#### THE PROBLEM
Go through the listing and copy each line that has the string "PolicyClient" in it.

#### RECORDS TO PROCESS
BEGIN
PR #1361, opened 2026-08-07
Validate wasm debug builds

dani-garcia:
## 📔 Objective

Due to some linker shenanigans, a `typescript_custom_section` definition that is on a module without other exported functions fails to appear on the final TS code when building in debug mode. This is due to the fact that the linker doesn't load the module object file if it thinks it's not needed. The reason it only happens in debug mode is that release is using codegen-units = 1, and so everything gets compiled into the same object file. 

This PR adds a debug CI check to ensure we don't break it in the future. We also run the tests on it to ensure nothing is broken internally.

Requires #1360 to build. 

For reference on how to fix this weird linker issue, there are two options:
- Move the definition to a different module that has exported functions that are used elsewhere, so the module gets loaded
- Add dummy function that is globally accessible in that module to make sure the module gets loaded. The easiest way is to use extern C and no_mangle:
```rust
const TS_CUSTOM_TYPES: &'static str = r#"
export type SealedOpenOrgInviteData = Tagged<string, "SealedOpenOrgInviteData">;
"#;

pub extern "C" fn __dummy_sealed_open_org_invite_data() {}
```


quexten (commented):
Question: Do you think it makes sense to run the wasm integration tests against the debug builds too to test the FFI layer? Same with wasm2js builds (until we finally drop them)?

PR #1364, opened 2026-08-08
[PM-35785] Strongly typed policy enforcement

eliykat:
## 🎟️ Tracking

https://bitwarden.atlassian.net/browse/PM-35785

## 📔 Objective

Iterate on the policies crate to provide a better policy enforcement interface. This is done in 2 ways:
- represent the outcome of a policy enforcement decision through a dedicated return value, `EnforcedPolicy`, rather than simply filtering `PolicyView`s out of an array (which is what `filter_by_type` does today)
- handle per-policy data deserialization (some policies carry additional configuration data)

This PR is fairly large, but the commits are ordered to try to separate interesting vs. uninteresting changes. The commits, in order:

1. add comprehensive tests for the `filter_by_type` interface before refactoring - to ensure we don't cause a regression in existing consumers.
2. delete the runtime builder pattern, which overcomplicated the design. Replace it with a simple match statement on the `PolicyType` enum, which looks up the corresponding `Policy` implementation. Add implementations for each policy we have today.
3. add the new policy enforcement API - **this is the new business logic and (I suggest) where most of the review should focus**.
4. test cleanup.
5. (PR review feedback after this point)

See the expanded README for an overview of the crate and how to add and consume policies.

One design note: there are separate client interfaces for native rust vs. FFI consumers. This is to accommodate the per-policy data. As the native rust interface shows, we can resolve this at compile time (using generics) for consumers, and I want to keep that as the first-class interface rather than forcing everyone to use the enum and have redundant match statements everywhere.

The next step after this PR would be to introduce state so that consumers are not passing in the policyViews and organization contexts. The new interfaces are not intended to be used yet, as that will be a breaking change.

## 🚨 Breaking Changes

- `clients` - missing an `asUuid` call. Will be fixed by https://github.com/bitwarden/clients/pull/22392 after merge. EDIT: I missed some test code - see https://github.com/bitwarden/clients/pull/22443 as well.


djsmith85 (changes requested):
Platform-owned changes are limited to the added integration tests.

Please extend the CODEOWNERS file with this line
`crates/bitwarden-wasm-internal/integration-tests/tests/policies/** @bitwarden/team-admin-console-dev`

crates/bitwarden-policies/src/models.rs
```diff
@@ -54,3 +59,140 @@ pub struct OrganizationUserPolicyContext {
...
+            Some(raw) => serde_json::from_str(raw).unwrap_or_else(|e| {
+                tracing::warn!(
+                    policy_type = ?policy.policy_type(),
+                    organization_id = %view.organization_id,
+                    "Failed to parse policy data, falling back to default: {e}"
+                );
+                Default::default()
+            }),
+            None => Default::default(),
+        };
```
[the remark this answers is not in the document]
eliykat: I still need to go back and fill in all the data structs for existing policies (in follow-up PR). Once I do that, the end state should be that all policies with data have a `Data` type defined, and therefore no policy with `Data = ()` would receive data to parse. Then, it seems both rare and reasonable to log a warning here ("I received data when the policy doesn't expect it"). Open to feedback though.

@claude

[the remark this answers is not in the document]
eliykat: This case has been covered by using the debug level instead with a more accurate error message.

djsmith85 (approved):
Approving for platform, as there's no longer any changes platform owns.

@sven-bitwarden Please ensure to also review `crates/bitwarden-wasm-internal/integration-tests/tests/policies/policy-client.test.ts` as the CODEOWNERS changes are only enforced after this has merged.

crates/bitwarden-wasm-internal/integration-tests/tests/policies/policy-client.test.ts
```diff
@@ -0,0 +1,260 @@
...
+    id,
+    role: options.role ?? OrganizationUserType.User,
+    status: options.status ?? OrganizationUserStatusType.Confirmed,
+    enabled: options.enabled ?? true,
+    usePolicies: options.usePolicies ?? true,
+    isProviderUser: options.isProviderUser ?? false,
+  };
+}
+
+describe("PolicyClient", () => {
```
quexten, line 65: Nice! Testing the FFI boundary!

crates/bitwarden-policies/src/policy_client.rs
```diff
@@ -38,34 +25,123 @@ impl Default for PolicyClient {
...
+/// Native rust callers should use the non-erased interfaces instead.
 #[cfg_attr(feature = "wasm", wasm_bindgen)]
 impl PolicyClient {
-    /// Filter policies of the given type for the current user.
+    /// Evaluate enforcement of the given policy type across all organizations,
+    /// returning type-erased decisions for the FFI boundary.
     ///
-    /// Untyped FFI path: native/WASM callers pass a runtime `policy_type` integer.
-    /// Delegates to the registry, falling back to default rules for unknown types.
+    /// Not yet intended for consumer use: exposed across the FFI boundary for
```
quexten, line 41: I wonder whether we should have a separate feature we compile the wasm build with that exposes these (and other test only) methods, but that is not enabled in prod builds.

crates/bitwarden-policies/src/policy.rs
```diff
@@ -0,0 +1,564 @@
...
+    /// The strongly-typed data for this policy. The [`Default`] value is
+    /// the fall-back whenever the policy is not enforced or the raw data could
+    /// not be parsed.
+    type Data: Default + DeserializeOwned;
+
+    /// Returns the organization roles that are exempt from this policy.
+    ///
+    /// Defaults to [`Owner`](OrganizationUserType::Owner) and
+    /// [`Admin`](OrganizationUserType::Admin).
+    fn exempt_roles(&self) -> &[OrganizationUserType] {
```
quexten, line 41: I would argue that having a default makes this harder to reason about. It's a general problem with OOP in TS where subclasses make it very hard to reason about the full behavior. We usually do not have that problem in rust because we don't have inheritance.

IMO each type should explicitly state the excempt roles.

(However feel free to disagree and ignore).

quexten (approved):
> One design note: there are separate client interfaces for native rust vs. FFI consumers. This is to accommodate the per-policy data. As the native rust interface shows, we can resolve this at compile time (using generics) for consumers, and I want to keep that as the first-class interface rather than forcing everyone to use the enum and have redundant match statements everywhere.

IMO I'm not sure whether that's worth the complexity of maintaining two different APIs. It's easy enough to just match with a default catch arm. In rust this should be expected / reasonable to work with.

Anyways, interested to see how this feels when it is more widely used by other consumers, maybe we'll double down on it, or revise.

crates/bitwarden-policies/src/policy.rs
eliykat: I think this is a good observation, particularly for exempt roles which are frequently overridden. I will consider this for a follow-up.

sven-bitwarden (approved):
END
#### ANSWER TO THE EXERCISE
+describe("PolicyClient", () => {
@@ -38,34 +25,123 @@ impl Default for PolicyClient {
 impl PolicyClient {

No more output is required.